# Lexical influences: Turkish and Romance languages



## Amante_de_limbi

I have found a couple similarities between Romanian and Turkish (I assume because the Ottoman Empire occupied Romania for quite some time) and was wondering if anyone knew of any others. Does anyone know of any other reason for these similarities? Thanks for your help 

1) *Geam* (R) & *Cam* (T) = window (pane)
2) *Furtună *(R) & *Fırtına* (T) = storm

I have found some words in Turkish that sound like Spanish words (or perhaps just Latin in general) like: 

banyo (T)/ ba_ñ_o (S) = bathroom
fren (T)/ freno (S) = brake
far (T)/ faro (S) = headlight

Anyone know how these came to be?


----------



## OldAvatar

As far as I know, *furtună *is originated from the Greek word _furtuna –_ φουρτοῦνα. Though, there are scientific voices which say that it might be the other way around, assuming that Greek language has got the word from the late Latin word _furtunat_, meaning _shiprecked_. 
*Geam *comes from Turkish _cam_, indeed.
However, there are, maybe, thousands of Romanian words which come directly from Turkish or Greek.


----------



## Amante_de_limbi

Oh wow, I had no idea, haha! Thanks so much!


----------



## dawar

ba_ñ_o --> balneum in Classic Latin.
freno  -->  frenus  in Classic Latin
And I think that "faro" comes from Ancient Greek, but I'm not sure.

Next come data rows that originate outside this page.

PR #1168, opened 2021-07-01
feat(payment): INT-3946 added locale from browser on masterpass SRC

BC-AxelMalagon:
## What? [INT-3946](https://jira.bigcommerce.com/browse/INT-3946)
Added locale from browser on masterpass SRC.

## Why?
In order to be able to see masterpass or SRC button based on shopper locale.

## Testing / Proof
Screen Shot 2021-06-30 at 6 53 52 PM

### DIFF
--- a/src/checkout-buttons/strategies/masterpass/masterpass-button-strategy.ts
+++ b/src/checkout-buttons/strategies/masterpass/masterpass-button-strategy.ts
@@ -13,7 +13,8 @@ export default class MasterpassButtonStrategy implements CheckoutButtonStrategy 
     constructor(
         private _store: CheckoutStore,
         private _checkoutActionCreator: CheckoutActionCreator,
-        private _masterpassScriptLoader: MasterpassScriptLoader
+        private _masterpassScriptLoader: MasterpassScriptLoader,
+        private _locale: string
     ) {}
 
     initialize(options: CheckoutButtonInitializeOptions): Promise<void> {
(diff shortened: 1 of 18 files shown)


src/payment/strategies/masterpass/masterpass-payment-strategy.ts
```diff
@@ -26,21 +26,18 @@ export default class MasterpassPaymentStrategy implements PaymentStrategy {
 
     initialize(options: PaymentInitializeOptions): Promise<InternalCheckoutSelectors> {
         const { methodId } = options;
-        const state = this._store.getState();
-        const storeConfig = state.config.getStoreConfig();
+        const { language: localeLanguage } = navigator;
```
davidchin, line 29: You should read from the locale provided by the storefront rather than the browser. This is because going forward, it is a value that can be configured by merchants. The value should already be passed into `CheckoutService` so you should be able to pass it along to the various strategies for Masterpass (https://github.com/bigcommerce/checkout-sdk-js/blob/master/src/payment/create-payment-strategy-registry.ts#L76).

davidchin (changes requested):

BC-AxelMalagon:
@davidchin  could you give another view ♻️ ?

src/checkout-buttons/strategies/masterpass/masterpass-button-strategy.ts
```diff
@@ -142,4 +139,11 @@ export default class MasterpassButtonStrategy implements CheckoutButtonStrategy
 
         this._masterpassClient.checkout(this._createMasterpassPayload());
     }
+
+    private formatLocale( localeLanguage: string): string {
+        const locale = localeLanguage.replace(/[-_]/g, '_');
+        const formatedLocale = locale.includes('_') ? `${locale}` : `${locale}_${locale}`;
```
davidchin, line 145: So if the locale is `en`, you want to return `en_en`? I think `en_en` is not a valid locale.

vmparra:
Closing as @BC-AxelMalagon no longer works for BC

We can find many Turkish words like that, taken from Latin languages.


----------



## Claudiopolis

Amante_de_limbi said:


> I have found a couple similarities between Romanian & Turkish (I assume because the Ottoman Empire occupied Romania for quite some time) and was wondering if anyone knew of any others.



I agree with OldAvatar regarding those two words.
About the Ottoman Empire occupying Romania, just small parts were proper occupied, the rest of the provinces being under Ottoman influence for different periods.
The borrowing of words from Turkish most likely happened because of the commerce conducted with the ottoman merchants.


----------



## vatrahos

Actually, _*Faro*_ isn't really Greek. It was an island on the coast of Alexandria, Egypt, where the Ptolemies built the world's finest light house in the ancient world. Strangely enough, the island gave the name to the object (like the region of "Champagne" gave us the name for sparkling wine).

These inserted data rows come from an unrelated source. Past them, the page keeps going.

PR #1169, opened 2021-07-01
fix(payment): PAYPAL-1026 fixed button height

andriiVitvitskyi1990:
## What?
Fixed button height for Braintree payment provider

## Why?
According to task https://jira.bigcommerce.com/browse/PAYPAL-1026
## Testing / Proof
Tested on dev and integration

### DIFF
--- a/src/checkout-buttons/strategies/braintree/braintree-paypal-button-strategy.ts
+++ b/src/checkout-buttons/strategies/braintree/braintree-paypal-button-strategy.ts
@@ -12,9 +12,11 @@ import { BraintreeError,
     BraintreeTokenizePayload,
     PaypalClientInstance,
     RenderButtonsData } from '../../../payment/strategies/braintree';
-import { PaypalAuthorizeData, PaypalHostWindow } from '../../../payment/strategies/paypal';
+import { PaypalAuthorizeData, PaypalButtonStyleOptions, PaypalHostWindow } from '../../../payment/strategies/paypal';
 import { CheckoutButtonInitializeOptions } from '../../checkout-button-options';
 import CheckoutButtonStrategy from '../checkout-button-strategy';
+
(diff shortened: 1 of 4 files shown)


src/checkout-buttons/strategies/braintree/braintree-paypal-button-strategy.ts
```diff
@@ -85,7 +85,8 @@ export default class BraintreePaypalButtonStrategy implements CheckoutButtonStra
                     style: {
                         shape: 'rect',
                         label: this._offerCredit ? 'credit' : undefined,
-                        ...pick(paypalOptions.style, 'layout', 'size', 'color', 'label', 'shape', 'tagline', 'fundingicons'),
+                        ...pick(paypalOptions.style, 'layout', 'size', 'color', 'label', 'shape', 'tagline', 'fundingicons', 'height'),
+                        height: Number(paypalOptions.style?.height),
```
animesh1987, line 89: Do we need to do this? The pick method above should do this for us already

andriiVitvitskyi1990: We get string type value for height in paypalOptions but need number, so that is why i did that

animesh1987: Then in that case you should be able to remove it height from pick statement.

andriiVitvitskyi1990: We changed type of height in bcapp so i removed  standalone height property

animesh1987 (approved):

animesh1987 (approved):

bc-fetisov (approved):
LGTM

This is still the word for "lighthouse" in Greek (φάρος), French (phare), Italian (faro), Spanish (faro), and Portuguese (faro[l]). Except for Greek, it also means the "headlight" of a car.

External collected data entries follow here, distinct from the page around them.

PR #1170, opened 2021-07-02
feat(payment): BOLT-30 updated finalize method for Bolt payment strategy

Sireks:
## What?
Updated executeBoltFullCheckout method for Bolt payment strategy.

## Why?
From current implementation the fact that an order is created after the Bolt Payment happens in some cases (issue on Bolt side or slow connection) cause of the issues with orphan orders on Bolt side. For minimising this issues we some changes to executeBoltFullCheckout method more useful and Bolt will send us transaction reference. When Bolt creates transaction reference the are understand that we have an order created and I they will have some troubles on their side, we will throw an error to let user know, that something went wrong.

## Testing / Proof
All unit tests passed locally:
Screenshot 2021-07-02 at 10 09 15

### DIFF
--- a/src/payment/strategies/bolt/bolt-payment-strategy.ts
+++ b/src/payment/strategies/bolt/bolt-payment-strategy.ts
@@ -1,10 +1,10 @@
 import { isNonceLike } from '../..';
 import { CheckoutStore, InternalCheckoutSelectors } from '../../../checkout';
-import { MissingDataError, MissingDataErrorType, NotInitializedError, NotInitializedErrorType } from '../../../common/error/errors';
+import { InvalidArgumentError, MissingDataError, MissingDataErrorType, NotInitializedError, NotInitializedErrorType } from '../../../common/error/errors';
 import { OrderActionCreator, OrderRequestBody } from '../../../order';
 import { OrderFinalizationNotRequiredError } from '../../../order/errors';
 import { StoreCreditActionCreator } from '../../../store-credit';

I'm just now starting to learn Turkish, but I'm finding that most French words I find are from the _technology, schooling, or fashion_ of the nineteenth and early twentieth century. Perhaps this is when Turkish imported these words? E.g.:

asansör = ascenseur
kanape = canapé
ruj = rouge
vitrin = vitrine
etüt = étude
lise = lycée (although this is a Greek word, I assume that it entered the Turkish language through French)


I've found only a couple words that have come straight from Latin, like the word for *lettuce* (*marul*):

In Classical Latin "amarus" meant "salty" or "bitter"; the diminutive was "amarulus" ("a little bitter thing"); the "a" was cut off by the Byzantines and it became, in Greek, "μαρούλιον", and then, in Turkish, "marul."

I'm not finding many other direct "Classical Latin" words in Turkish, though. If you have any others, I'd love to learn them. Mostly what I've found so far are words that came to Turkish through later Romance languages.

A couple of Greek words that made it into Turkish:

*omuz* (= ώμος)
*bodrum* (= ιππόδρομος)

If you have any words to add, please do!


----------



## Outsider

Didn't _fortuna_ exist already in Latin?

It did in medieval Latin, at least. _O Fortuna_...


----------



## berndf

Outsider said:


> Didn't _fortuna_ exist already in Latin?
> 
> It did in medieval Latin, at least. _O Fortuna_...


The cult of the goddess _Fortuna_ in Rome is very ancient originating in pre-Republican times.


----------



## bendeniz

I think Turkish doesnt have so much Spanish words. In old Turkish there was lots of words that cames from Arabic. Now some foundations are trying to omit all foreign words from Turkish. If they make it we wont understand our ancestors' books etc. inheritanced values. Actually even now I cant understand some old Turkish books.


----------



## OldAvatar

Outsider said:


> Didn't _fortuna_ exist already in Latin?
> 
> It did in medieval Latin, at least. _O Fortuna_...



The question was about _furtuna _not _fortuna_. I could speculate saying that the words are somehow related, but I don't think that would be advisable.


----------



## vatrahos

Well, yes, actually *furtuna* and *fortuna* are very related. You could say they are daughter and mother, respectively.

*Fortuna* is latin for "chance or luck," although it is a later word (not quite "Medieval" Latin, but less common in Classical) that was formed from the classical word *fors* (genitive *fortis*). This word was eventually brought into Italian (perhaps Venetian?) as *Furtuna*, meaning "bad luck." And when you're on the sea, "bad luck" usually translates to "a bad storm."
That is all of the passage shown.